AI is one of the hottest buzzwords in almost every industry, but have you ever stopped to wonder what the practical application of AI looks like?

More specifically, have you ever wondered what AI means in terms of market research, and how these machine learning algorithms and intelligent models work to help you with market research?

Let’s take a closer look to see what AI can do, and what you, as the human market researcher,  must do to enhance the practice of AI and make better business decisions.

Processing Data Vs. Decision Making

One of the most important functions of AI is the ability to process and store data quickly. In fact, the world’s fastest computer, the K from Fujitsu, computes four times faster than the human brain and stores 10 times as much data, according to Scientific American.

While computers are good at speed and storage, the human brain uses much less energy to make assertions, maintaining the efficiency lead over computers by a long shot.

What does this mean in terms of market research? It means computers come in handy when it comes to processing large chunks of data quickly, but market researchers are better at using that stored data to quickly and more effectively make smart business decisions.

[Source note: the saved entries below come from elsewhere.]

PR #1119, opened 2021-07-29
fix misleading comment in Makefile

N-R-K:
reading the source code, setting NOSSN to 1 _disables_ session support,
not enable it.


jarun:
Thank you!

Replicating Vs. Understanding

Computers are built to provide input, dictate instructions, and produce an outcome. This model makes computers excellent at replicating human decisions.

However, even the best of the best computers, don’t yet have the ability to completely understand the insights they are gathering, the decisions they are replicating, and/or bring wisdom to the decision making process.

For this, you need the help of a market researcher to delve deeper and make decisions based on understanding the data in terms of human emotions, attitudes, behaviors, and values.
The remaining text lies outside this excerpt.